-- ENTRIES SHOWN follows --

PR #390, opened 2021-12-12
Use a port range for the LocalhostDeploymentProvider that can not be registered at IANA

PSchmiedmayer:
# Use a port range for the LocalhostDeploymentProvider that can not be registered at IANA

As noted in #384 we currently rely on a port range that is e.g. used by Apple AirPlay and might be potentially be registered at the IANA for the LocalhostDeploymentProvider. @lukaskollmer changed this in his PR (https://github.com/Apodini/Apodini/pull/384/commits/4b5914a52725de725000ce1127e2011fc2591086), this PR only incorporates this change as a single PR to block other non-building PRs such as #388.

## :bulb: Proposed solution
Moves the LocalhostDeploymentProvider ports to the ["Dynamic, private or ephemeral ports"-range](https://en.wikipedia.org/wiki/List_of_TCP_and_UDP_port_numbers) of 52000 and onwards.

## :gear: Release Notes 
Moves the LocalhostDeploymentProvider ports to the ["Dynamic, private or ephemeral ports"-range](https://en.wikipedia.org/wiki/List_of_TCP_and_UDP_port_numbers) of 52000 and onwards.

### Related PRs
#384 & #388

### DIFF
--- a/Sources/DeploymentTargetLocalhost/LocalhostDeploymentProvider.swift
+++ b/Sources/DeploymentTargetLocalhost/LocalhostDeploymentProvider.swift
@@ -32,7 +32,7 @@ private struct LocalhostDeploymentProviderCLI: ParsableCommand {
     var port: Int = 80
     
     @Option(help: "The port number for the first-launched child process")
-    var endpointProcessesBasePort: Int = 5000
+    var endpointProcessesBasePort: Int = 52000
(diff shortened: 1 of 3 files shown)


PaulsAutomationBot (approved):
🤖:+1:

-- ENTRIES SHOWN concluded --

*WORK TO BE COMPLETED:* Output exactly the lines of the records from the first through the one bearing "## :bulb: Proposed solution", both ends included.

*RESULT OF THIS TASK:*
PR #390, opened 2021-12-12
Use a port range for the LocalhostDeploymentProvider that can not be registered at IANA

PSchmiedmayer:
# Use a port range for the LocalhostDeploymentProvider that can not be registered at IANA

As noted in #384 we currently rely on a port range that is e.g. used by Apple AirPlay and might be potentially be registered at the IANA for the LocalhostDeploymentProvider. @lukaskollmer changed this in his PR (https://github.com/Apodini/Apodini/pull/384/commits/4b5914a52725de725000ce1127e2011fc2591086), this PR only incorporates this change as a single PR to block other non-building PRs such as #388.

## :bulb: Proposed solution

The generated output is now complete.